I thought it was now impossible for Swinney to have to go before Holyrood but I don’t think that this evening. I told you I didn’t think Swinney is the safe pair of hands you think he is and that has been ably demonstrated. I thought the SNP would close the gap with Labour in this election and probably shore up the vote before 2026, but I’m doubtful about that now.

When I last wrote about Matheson I said that people blaming him for the mess this has made were wide of the mark. This is all down to the SPADs and the media team. I’ve told you that lot couldn’t find their arse with both their hands. Do you believe me now? The ‘mastermind’ who briefed against Yousaf and led to his downfall is the same man who advised Swinney to do this mad, mad thing today – Chief of Staff for both of them Colin McAllister.

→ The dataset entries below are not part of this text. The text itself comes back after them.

PR #2786, opened 2023-03-09
feat: show a friendlier error msg in admin panel when unable to connect to Owncast Service

### LINKED ISSUE #2698: Give friendlier error in the admin when it cannot connect to Owncast service

Right now the admin throws ugly errors if it tries to access the Owncast service and it cannot. This can be improved by catching this somewhere and showing something friendlier. 

Current example:
image

Pranav2612000:
Modified the code to correctly handle the errors that were thrown when the frontend wasn't able to connect with the backend. Then, added an error object to keep track of the errors thrown and finally updated the Main Component to show the error if it exists.

image

Let me know what you think about this approach and what code / UI / Copy changes are required.

Fixes #2698

### DIFF
--- a/web/utils/server-status-context.tsx
+++ b/web/utils/server-status-context.tsx
@@ -91,6 +91,10 @@ const initialServerStatusState = {
     message: '',
     representation: 0,
   },
+  error: {
+    type: null,
+    msg: null,
+  },
 };
 
 export const ServerStatusContext = React.createContext({
@@ -112,17 +116,34 @@ const ServerStatusProvider: FC<ServerStatusProviderProps> = ({ children }) => {
   const getStatus = async () => {
     try {
       const result = await fetchData(STATUS);
-      setStatus({ ...result });
+
+      if (result instanceof Error) {
+        throw result;
+      }
+
+      setStatus({ ...result, error: { type: null, msg: null } });
     } catch (error) {
+      setStatus(initialStatus => ({
+        ...initialStatus,
+        error: {
+          type: 'OWNCAST_SERVICE_UNREACHABLE',
+          msg: 'Cannot connect to our servers. Some functionality may not work correctly',
+        },
+      }));
       // todo
     }
   };
   const getConfig = async () => {
     try {
       const result = await fetchData(SERVER_CONFIG);
+
+      if (result instanceof Error) {
+        throw result;
+      }
+
       setConfig(result);
     } catch (error) {
-      // todo
+      console.error(error);
     }
   };
 
--- a/web/utils/server-status-context.tsx
+++ b/web/utils/server-status-context.tsx
@@ -127,7 +127,7 @@ const ServerStatusProvider: FC<ServerStatusProviderProps> = ({ children }) => {
         ...initialStatus,
         error: {
           type: 'OWNCAST_SERVICE_UNREACHABLE',
-          msg: 'Cannot connect to our servers. Some functionality may not work correctly',
+          msg: 'Cannot connect to the Owncast service. Please check you are connected to the internet and the Owncast server is running.',
         },
       }));
       // todo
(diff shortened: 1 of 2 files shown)


Pranav2612000:
Also had a question about how Owncast is deployed. ( Will determine who frequently this `unable to connect to Owncast` error is shown )

- As a user, will I need to deploy the NextJS frontend and the go backend seperately? Or just running the go backend suffice? [ Because I've observed running the go backend also serves the contents in public folder which has the website ]
- How do we handle the multi-tenancy? Is every user's deployment completely separate with different DBs, backend & frontend servers? Or are there some common components that Owncast provides?

Apologies if these are silly questions.

gabek:
This is fantastic, thank you for looking at this!

> * As a user, will I need to deploy the NextJS frontend and the go backend seperately? Or just running the go backend suffice? [ Because I've observed running the go backend also serves the contents in public folder which has the website ]

Nope, just running the backend is all that is needed! When web (main frontend or admin) changes take place they automatically get built into static HTML and bundled into the Owncast binary. No web toolchain or runtime is required to run Owncast in production, only required when developing.

> * How do we handle the multi-tenancy? Is every user's deployment completely separate with different DBs, backend & frontend servers? Or are there some common components that Owncast provides?

There is no multi-tenancy support. One stream, one instance. That's why it's so quick and easy to get up and running in production, there's no external dependencies just to run it. Scaling is accomplished by using the S3 integration or using a CDN, but that's generally not required for most people.

web/utils/server-status-context.tsx
```diff
@@ -112,17 +116,34 @@ const ServerStatusProvider: FC<ServerStatusProviderProps> = ({ children }) => {
...
+        throw result;
+      }
+
+      setStatus({ ...result, error: { type: null, msg: null } });
     } catch (error) {
+      setStatus(initialStatus => ({
+        ...initialStatus,
+        error: {
+          type: 'OWNCAST_SERVICE_UNREACHABLE',
+          msg: 'Cannot connect to our servers. Some functionality may not work correctly',
```
gabek: Adding some specificity around "our servers" may make sense, especially to somebody not completely familiar with what's going on.  Plus the plural of "server" implies there's multiple servers.

[This](https://github.com/owncast/owncast/blob/develop/web/components/stores/ClientConfigStore.tsx#L39) is the error for the frontend. While not perfect, perhaps it might be a guide for what the admin error might look like.

gabek:
What are your thoughts about using something more blocking than the little message on top? If the Owncast service is offline, or somebody's internet connection is down and cannot reach the Owncast instance everything will fail, so perhaps a completely blocking state might be best. For the frontend I use a blocking modal.

Pranav2612000:
> What are your thoughts about using something more blocking than the little message on top? If the Owncast service is offline, or somebody's internet connection is down and cannot reach the Owncast instance everything will fail, so perhaps a completely blocking state might be best. For the frontend I use a blocking modal.

Yes. I think that's better. Have we used a similar Modal somewhere else?

gabek:
Yup! Nothing special in it though: https://github.com/owncast/owncast/blob/develop/web/components/modals/FatalErrorStateModal/FatalErrorStateModal.tsx

<blockquote><div> GitHub</div><div><strong><a href="https://github.com/owncast/owncast">owncast/FatalErrorStateModal.tsx at develop · owncast/owncast</a></strong></div><div>Take control over your live stream video by running it yourself.  Streaming + chat out of the box. - owncast/FatalErrorStateModal.tsx at develop · owncast/owncast</div></blockquote>

web/utils/server-status-context.tsx
Pranav2612000: Sure. Updating the message to 
`Cannot connect to the Owncast service. Please check your internet connection or if needed, double check this Owncast server is running.`.
Does this work?

Pranav2612000: On second thought, the message when viewed on the FatalModal seems a little odd in my opinion.
image

Another alternative is?
`Cannot connect to the Owncast service. Please check you are connected to the internet and the Owncast server is running.`
image

Which do you like more?

gabek: That works for me!

gabek:
Thanks for the adding this! Hopefully most people will never see this, but if they do it'll be a much nicer experience. Much better!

It is possible I’m wrong about the above. Certainly it helps me not one little bit if I’m not. The SNP is dragging the cause of independence into a crisis. This utter, utter madness may prove to be a real defining moment in Scottish politics.

What Swinney has done is incomprehensible to me and to anyone else I’ve spoken to today. The SNP is in an existential battle with reality, and reality is winning hands down.